Okay, guess I'm a tad weird then.

When a whole bunch of us BBNs (*B*oard *B*roads *N*oraholics (only a few (7) that first year, 1996 and a large group, over a dozen, in 1997) from the old AOL message boards decided to come together and meet at Turn The Page Bookstore and Cafe (this is still on-going, already on our XIII get-together last July) in Boonsboro, MD, I approached Nora's son, Daniel, who had drawn a cartoon for Nora's Harlequin book LOCAL HERO, and asked him to sign it (the page) for me. You should have seen the look of surprise in his face...but he signed it for me, very graciously, probably thinking "how weird." He has since been approached by many for his signature.

So you never know what enthusiasts will do.... Heh! 

Anyway, regardless of a second book or no, I'll make your book a part of my basket, again. My small way in getting your book out there for other people to enjoy.

Will send you another copy to personalize as soon as I get it and this time I promise it will not leave my collection of signed books!


----------



## AppleHeart (Apr 10, 2009)

Kevis Hendrickson said:


> Yale, that is too awesome! I think I'll write my neighborhood Mickey D's into my next book. Just kidding. Then again...


Hehehe... you never know.....


----------



## rndballref (Mar 29, 2009)

Appleheart, my friend!

Thanks for your kind words - being included in your charity basket has been a wonderful thing for me.  As I hope you know, I am humbled by being included.
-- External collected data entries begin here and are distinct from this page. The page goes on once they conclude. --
PR #271, opened 2020-09-15
Add reconnection and resubscribe logic to the MQTT plaintext demo

yourslab:
**Reconnection logic for the MQTT plaintext demo**

Description
-----------

This implements retries for FreeRTOS IoT Beta2 libraries, initializing the backoff to some value returned by the PRNG: `uxRand()`. If an attempt (connect or subscribe) fails, `vTaskDelay` is called to make the task sleep for some backoff period that doubles on each retry (but is bounded).

Test Steps
-----------

Just run the demo as you normally would.

Related Issue
-----------

### DIFF
--- a/FreeRTOS-Plus/Demo/FreeRTOS-IoT-Libraries-LTS-Beta2/mqtt/mqtt_plain_text/DemoTasks/PlaintextMQTTExample.c
+++ b/FreeRTOS-Plus/Demo/FreeRTOS-IoT-Libraries-LTS-Beta2/mqtt/mqtt_plain_text/DemoTasks/PlaintextMQTTExample.c
@@ -561,7 +561,7 @@ static void prvMQTTSubscribeWithBackoffRetries( MQTTContext_t * pxMQTTContext )
         LogInfo( ( "Attempt to subscribe to the MQTT topic %s.\r\n", mqttexampleTOPIC ) );
         xResult = MQTT_Subscribe( pxMQTTContext,
                                   &xGlobalSubscribeInfo,
-                                  sizeof( MQTTSubscribeInfo_t ),
+                                  sizeof( xGlobalSubscribeInfo ) / sizeof( MQTTSubscribeInfo_t ),
                                   usSubscribePacketIdentifier );
         configASSERT( xResult == MQTTSuccess );
 
@@ -632,8 +632,8 @@ static void prvMQTTUnsubscribeFromTopic( MQTTContext_t * pxMQTTContext )
      * was initialized before sending the SUBSCRIBE packet, there is no need
      * to initialize it again. */
     xResult = MQTT_Unsubscribe( pxMQTTContext,
-                                xGlobalSubscribeInfo,
-                                sizeof( MQTTSubscribeInfo_t ),
+                                &xGlobalSubscribeInfo,
+                                sizeof( xGlobalSubscribeInfo ) / sizeof( MQTTSubscribeInfo_t ),
                                 usUnsubscribePacketIdentifier );
 
     configASSERT( xResult == MQTTSuccess );
--- a/FreeRTOS-Plus/Demo/FreeRTOS-IoT-Libraries-LTS-Beta2/mqtt/mqtt_plain_text/DemoTasks/PlaintextMQTTExample.c
+++ b/FreeRTOS-Plus/Demo/FreeRTOS-IoT-Libraries-LTS-Beta2/mqtt/mqtt_plain_text/DemoTasks/PlaintextMQTTExample.c
@@ -266,7 +266,7 @@ static void prvMQTTProcessIncomingPublish( MQTTPublishInfo_t * pxPublishInfo );
 static void prvEventCallback( MQTTContext_t * pxMQTTContext,
                               MQTTPacketInfo_t * pxPacketInfo,
                               MQTTDeserializedInfo_t * pxDeserializedInfo );
-
+ 
 /*-----------------------------------------------------------*/
 
 /* @brief Static buffer used to hold MQTT messages being sent and received. */
@@ -653,7 +653,7 @@ static void prvMQTTPublishToTopic( MQTTContext_t * pxMQTTContext )
     /* Some fields not used by this demo so start with everything at 0. */
     ( void ) memset( ( void * ) &xMQTTPublishInfo, 0x00, sizeof( xMQTTPublishInfo ) );
 
-    /* This demo uses QOS0 */
+    /* This demo uses QOS0. */
     xMQTTPublishInfo.qos = MQTTQoS0;
     xMQTTPublishInfo.retain = false;
     xMQTTPublishInfo.pTopicName = mqttexampleTOPIC;
@@ -675,7 +675,9 @@ static void prvMQTTUnsubscribeFromTopic( MQTTContext_t * pxMQTTContext )
     /* Get next unique packet identifier */
     usUnsubscribePacketIdentifier = MQTT_GetPacketId( pxMQTTContext );
 
-    /* Send UNSUBSCRIBE packet. */
+    /* Send UNSUBSCRIBE packet. Note that because #pxGlobalSubscriptionList 
+     * was initialized before sending the SUBSCRIBE packet, there is no need
+     * to initialize it again. */
     xResult = MQTT_Unsubscribe( pxMQTTContext,
                                 pxGlobalSubscriptionList,
                                 sizeof( pxGlobalSubscriptionList ) / sizeof( MQTTSubscribeInfo_t ),
--- a/FreeRTOS-Plus/Demo/FreeRTOS-IoT-Libraries-LTS-Beta2/mqtt/mqtt_plain_text/DemoTasks/PlaintextMQTTExample.c
+++ b/FreeRTOS-Plus/Demo/FreeRTOS-IoT-Libraries-LTS-Beta2/mqtt/mqtt_plain_text/DemoTasks/PlaintextMQTTExample.c
@@ -351,10 +351,10 @@ static void prvMQTTDemoTask( void * pvParameters )
         /****************************** Connect. ******************************/
 
         /* Attempt to connect to the MQTT broker. If connection fails, retry after
-         * a timeout. Timeout value will be exponentially increased till the maximum
-         * attempts are reached or maximum timeout value is reached. The function
-         * returns a failure status if the TCP connection cannot be established to
-         * broker after configured number of attempts. */
+         * a timeout. Timeout value will be exponentially increased until the maximum
+         * number of attempts are reached or the maximum timeout value is reached.
+         * The function returns a failure status if the TCP connection cannot be established
+         * to the broker after the configured number of attempts. */
         xNetworkStatus = prvConnectToServerWithBackoffRetries( &xNetworkContext );
         configASSERT( xNetworkStatus == PLAINTEXT_TRANSPORT_SUCCESS );
 
--- a/FreeRTOS-Plus/Demo/FreeRTOS-IoT-Libraries-LTS-Beta2/mqtt/mqtt_plain_text/DemoTasks/PlaintextMQTTExample.c
+++ b/FreeRTOS-Plus/Demo/FreeRTOS-IoT-Libraries-LTS-Beta2/mqtt/mqtt_plain_text/DemoTasks/PlaintextMQTTExample.c
@@ -421,7 +421,6 @@ static PlaintextTransportStatus_t prvConnectToServerWithBackoffRetries( NetworkC
     RetryUtilsParams_t xReconnectParams;
 
     /* Initialize reconnect attempts and interval */
-    xReconnectParams.maxRetryAttempts = MAX_RETRY_ATTEMPTS;
     RetryUtils_ParamsReset( &xReconnectParams );
 
     /* Attempt to connect to MQTT broker. If connection fails, retry after
@@ -548,7 +547,6 @@ static void prvMQTTSubscribeWithBackoffRetries( MQTTContext_t * pxMQTTContext )
     xGlobalSubscribeInfo.topicFilterLength = ( uint16_t ) strlen( mqttexampleTOPIC );
 
     /* Initialize retry attempts and interval. */
-    xRetryParams.maxRetryAttempts = MAX_RETRY_ATTEMPTS;
     RetryUtils_ParamsReset( &xRetryParams );
 
     do
--- a/FreeRTOS-Plus/Demo/FreeRTOS-IoT-Libraries-LTS-Beta2/mqtt/mqtt_plain_text/DemoTasks/PlaintextMQTTExample.c
+++ b/FreeRTOS-Plus/Demo/FreeRTOS-IoT-Libraries-LTS-Beta2/mqtt/mqtt_plain_text/DemoTasks/PlaintextMQTTExample.c
@@ -420,7 +420,7 @@ static PlaintextTransportStatus_t prvConnectToServerWithBackoffRetries( NetworkC
     RetryUtilsStatus_t xRetryUtilsStatus = RetryUtilsSuccess;
     RetryUtilsParams_t xReconnectParams;
 
-    /* Initialize reconnect attempts and interval */
+    /* Initialize reconnect attempts and interval. */
     RetryUtils_ParamsReset( &xReconnectParams );
 
     /* Attempt to connect to MQTT broker. If connection fails, retry after
@@ -481,7 +481,7 @@ static void prvCreateMQTTConnectionWithBroker( MQTTContext_t * pxMQTTContext,
     configASSERT( xResult == MQTTSuccess );
 
     /* Many fields not used in this demo so start with everything at 0. */
-    memset( ( void * ) &xConnectInfo, 0x00, sizeof( xConnectInfo ) );
+    ( void ) memset( ( void * ) &xConnectInfo, 0x00, sizeof( xConnectInfo ) );
 
     /* Start with a clean session i.e. direct the MQTT broker to discard any
      * previous session data. Also, establishing a connection with clean session
@@ -560,7 +560,7 @@ static void prvMQTTSubscribeWithBackoffRetries( MQTTContext_t * pxMQTTContext )
          * messages received from the broker will have QOS0. */
         LogInfo( ( "Attempt to subscribe to the MQTT topic %s.\r\n", mqttexampleTOPIC ) );
         xResult = MQTT_Subscribe( pxMQTTContext,
-                                  xGlobalSubscribeInfo,
+                                  &xGlobalSubscribeInfo,
                                   sizeof( MQTTSubscribeInfo_t ),
                                   usSubscribePacketIdentifier );
         configASSERT( xResult == MQTTSuccess );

As for the sequel - I'm in a dilemna,  I've generated some interest in Advantage Disadvantage being made into a film - a few filmmakers have expressed interest, but they won't go further without a finished screenplay.  I have consulted with a successful screenwriter about how to proceed (a few structural changes in the story would apparently be necessary), and I have been working on that.

So I must reluctantly report that my next novel, which I envision to be a psychological thriller as Frank Worrell deals with his guilt, is on hold until I figure out the screenplay.

I'll keep you posted....and as always, thanks for spreading the word about my book.  It means a lot to me!


----------



## AppleHeart (Apr 10, 2009)

Yale,

Great news! About the possibility of a film adaptation of Advantage Disadvantage, I mean. Many kudos to you, friend.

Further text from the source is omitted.